→ **DATA SECTION**
○ ○ ○ ○

PR #755, opened 2017-12-06
[WIP] Add manual 304

mdbenjam:
Currently if a user requests a document for which they supply either an eTag or a last modified date, then we want to tell them to just use their cache. Currently this happens by us serving the request, rails hashing the response body, determining that it's the same, and sending a 304. Instead we'd like to short circuit and return the 304 immediately.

○ ○ ○ ○

→ **WHAT NEEDS TO BE DONE**
In full and without changes, repeat the listing.

→ **ANSWER SPACE**
PR #755, opened 2017-12-06
[WIP] Add manual 304

mdbenjam:
Currently if a user requests a document for which they supply either an eTag or a last modified date, then we want to tell them to just use their cache. Currently this happens by us serving the request, rails hashing the response body, determining that it's the same, and sending a 304. Instead we'd like to short circuit and return the 304 immediately.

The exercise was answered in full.